YOUR INSTRUCTIONS: Transcribe the listing in full. Keep every line exactly as it stands.

• • • • •

PR #2566, opened 2019-07-03
Rholang peek

lukasz-golebiewski:
## Overview
Adds peek semantics in binds to rholang: `for (a <<- @1) { ... }`
At present it is only possible to use binds of only the same type in a receive, so for consistency this is also the case for peek binds

### JIRA ticket:
https://rchain.atlassian.net/browse/RCHAIN-2107

### Notes

### DIFF
--- a/models/src/main/protobuf/RhoTypes.proto
+++ b/models/src/main/protobuf/RhoTypes.proto
@@ -134,7 +134,8 @@ message Receive {
     repeated ReceiveBind binds = 1;
     Par body = 2 [(scalapb.field).no_box = true];
     bool persistent = 3;
-    int32 bindCount = 4;
+    bool peek = 4;
+    int32 bindCount = 5;
     bytes locallyFree = 6 [(scalapb.field).type = "coop.rchain.models.AlwaysEqual[scala.collection.immutable.BitSet]"];
     bool connective_used = 7;
 }
--- a/models/src/main/scala/coop/rchain/models/rholang/sorter/ReceiveSortMatcher.scala
+++ b/models/src/main/scala/coop/rchain/models/rholang/sorter/ReceiveSortMatcher.scala
@@ -29,8 +29,9 @@ object ReceiveSortMatcher extends Sortable[Receive] {
   // This function will then sort the insides of the preordered binds.
   def sortMatch[F[_]: Sync](r: Receive): F[ScoredTerm[Receive]] =
     for {
-      sortedBinds         <- r.binds.toList.traverse(sortBind[F])
-      persistentScore     = if (r.persistent) 1L else 0L
+      sortedBinds     <- r.binds.toList.traverse(sortBind[F])
+      persistentScore = if (r.persistent) 1L else 0L
+      // TODO: score peek
       connectiveUsedScore = if (r.connectiveUsed) 1L else 0L
       sortedBody          <- Sortable.sortMatch(r.body)
     } yield ScoredTerm(
@@ -38,6 +39,7 @@ object ReceiveSortMatcher extends Sortable[Receive] {
         sortedBinds.map(_.term),
         sortedBody.term,
         r.persistent,
+        r.peek,
         r.bindCount,
         r.locallyFree,
         r.connectiveUsed
--- a/models/src/main/scala/coop/rchain/models/rholang/sorter/ReceiveSortMatcher.scala
+++ b/models/src/main/scala/coop/rchain/models/rholang/sorter/ReceiveSortMatcher.scala
@@ -29,9 +29,9 @@ object ReceiveSortMatcher extends Sortable[Receive] {
   // This function will then sort the insides of the preordered binds.
   def sortMatch[F[_]: Sync](r: Receive): F[ScoredTerm[Receive]] =
     for {
-      sortedBinds     <- r.binds.toList.traverse(sortBind[F])
-      persistentScore = if (r.persistent) 1L else 0L
-      // TODO: score peek
+      sortedBinds         <- r.binds.toList.traverse(sortBind[F])
+      persistentScore     = if (r.persistent) 1L else 0L
+      peekScore           = if (r.peek) 1L else 0L
       connectiveUsedScore = if (r.connectiveUsed) 1L else 0L
       sortedBody          <- Sortable.sortMatch(r.body)
     } yield ScoredTerm(
@@ -46,7 +46,9 @@ object ReceiveSortMatcher extends Sortable[Receive] {
       ),
       Node(
         Score.RECEIVE,
-        Seq(Leaf(persistentScore)) ++ sortedBinds.map(_.score) ++ Seq(sortedBody.score)
+        Seq(Leaf(persistentScore), Leaf(peekScore)) ++ sortedBinds.map(_.score) ++ Seq(
+          sortedBody.score
+        )
           ++ Seq(Leaf(r.bindCount.toLong)) ++ Seq(Leaf(connectiveUsedScore)): _*
       )
     )
--- a/models/src/test/scala/coop/rchain/models/rholang/SortTest.scala
+++ b/models/src/test/scala/coop/rchain/models/rholang/SortTest.scala
@@ -384,7 +384,7 @@ class ParSortMatcherSpec extends FlatSpec with Matchers {
     result.term should be(sortedParExpr)
   }
 
-  it should "sort Receives based on persistence, channels, patterns and then body" in {
+  it should "sort Receives based on persistence, peek, channels, patterns and then body" in {
     val parExpr =
       Par(
         receives = List(
@@ -417,6 +417,14 @@ class ParSortMatcherSpec extends FlatSpec with Matchers {
             Par(),
             true,
             false,
+            0,
+            BitSet()
+          ),
+          Receive(
+            List(ReceiveBind(List(GInt(0)), GInt(3))),
+            Par(),
+            true,
+            true,
             0,
             BitSet()
           ),
@@ -465,7 +473,15 @@ class ParSortMatcherSpec extends FlatSpec with Matchers {
             0,
             BitSet()
           ),
-          Receive(List(ReceiveBind(List(GInt(0)), GInt(3))), Par(), true, false, 0, BitSet())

• • • • •

RESPONSE TO THE EXERCISE:
PR #2566, opened 2019-07-03
Rholang peek

lukasz-golebiewski:
## Overview
Adds peek semantics in binds to rholang: `for (a <<- @1) { ... }`
At present it is only possible to use binds of only the same type in a receive, so for consistency this is also the case for peek binds

### JIRA ticket:
https://rchain.atlassian.net/browse/RCHAIN-2107

### Notes

### DIFF
--- a/models/src/main/protobuf/RhoTypes.proto
+++ b/models/src/main/protobuf/RhoTypes.proto
@@ -134,7 +134,8 @@ message Receive {
     repeated ReceiveBind binds = 1;
     Par body = 2 [(scalapb.field).no_box = true];
     bool persistent = 3;
-    int32 bindCount = 4;
+    bool peek = 4;
+    int32 bindCount = 5;
     bytes locallyFree = 6 [(scalapb.field).type = "coop.rchain.models.AlwaysEqual[scala.collection.immutable.BitSet]"];
     bool connective_used = 7;
 }
--- a/models/src/main/scala/coop/rchain/models/rholang/sorter/ReceiveSortMatcher.scala
+++ b/models/src/main/scala/coop/rchain/models/rholang/sorter/ReceiveSortMatcher.scala
@@ -29,8 +29,9 @@ object ReceiveSortMatcher extends Sortable[Receive] {
   // This function will then sort the insides of the preordered binds.
   def sortMatch[F[_]: Sync](r: Receive): F[ScoredTerm[Receive]] =
     for {
-      sortedBinds         <- r.binds.toList.traverse(sortBind[F])
-      persistentScore     = if (r.persistent) 1L else 0L
+      sortedBinds     <- r.binds.toList.traverse(sortBind[F])
+      persistentScore = if (r.persistent) 1L else 0L
+      // TODO: score peek
       connectiveUsedScore = if (r.connectiveUsed) 1L else 0L
       sortedBody          <- Sortable.sortMatch(r.body)
     } yield ScoredTerm(
@@ -38,6 +39,7 @@ object ReceiveSortMatcher extends Sortable[Receive] {
         sortedBinds.map(_.term),
         sortedBody.term,
         r.persistent,
+        r.peek,
         r.bindCount,
         r.locallyFree,
         r.connectiveUsed
--- a/models/src/main/scala/coop/rchain/models/rholang/sorter/ReceiveSortMatcher.scala
+++ b/models/src/main/scala/coop/rchain/models/rholang/sorter/ReceiveSortMatcher.scala
@@ -29,9 +29,9 @@ object ReceiveSortMatcher extends Sortable[Receive] {
   // This function will then sort the insides of the preordered binds.
   def sortMatch[F[_]: Sync](r: Receive): F[ScoredTerm[Receive]] =
     for {
-      sortedBinds     <- r.binds.toList.traverse(sortBind[F])
-      persistentScore = if (r.persistent) 1L else 0L
-      // TODO: score peek
+      sortedBinds         <- r.binds.toList.traverse(sortBind[F])
+      persistentScore     = if (r.persistent) 1L else 0L
+      peekScore           = if (r.peek) 1L else 0L
       connectiveUsedScore = if (r.connectiveUsed) 1L else 0L
       sortedBody          <- Sortable.sortMatch(r.body)
     } yield ScoredTerm(
@@ -46,7 +46,9 @@ object ReceiveSortMatcher extends Sortable[Receive] {
       ),
       Node(
         Score.RECEIVE,
-        Seq(Leaf(persistentScore)) ++ sortedBinds.map(_.score) ++ Seq(sortedBody.score)
+        Seq(Leaf(persistentScore), Leaf(peekScore)) ++ sortedBinds.map(_.score) ++ Seq(
+          sortedBody.score
+        )
           ++ Seq(Leaf(r.bindCount.toLong)) ++ Seq(Leaf(connectiveUsedScore)): _*
       )
     )
--- a/models/src/test/scala/coop/rchain/models/rholang/SortTest.scala
+++ b/models/src/test/scala/coop/rchain/models/rholang/SortTest.scala
@@ -384,7 +384,7 @@ class ParSortMatcherSpec extends FlatSpec with Matchers {
     result.term should be(sortedParExpr)
   }
 
-  it should "sort Receives based on persistence, channels, patterns and then body" in {
+  it should "sort Receives based on persistence, peek, channels, patterns and then body" in {
     val parExpr =
       Par(
         receives = List(
@@ -417,6 +417,14 @@ class ParSortMatcherSpec extends FlatSpec with Matchers {
             Par(),
             true,
             false,
+            0,
+            BitSet()
+          ),
+          Receive(
+            List(ReceiveBind(List(GInt(0)), GInt(3))),
+            Par(),
+            true,
+            true,
             0,
             BitSet()
           ),
@@ -465,7 +473,15 @@ class ParSortMatcherSpec extends FlatSpec with Matchers {
             0,
             BitSet()
           ),
-          Receive(List(ReceiveBind(List(GInt(0)), GInt(3))), Par(), true, false, 0, BitSet())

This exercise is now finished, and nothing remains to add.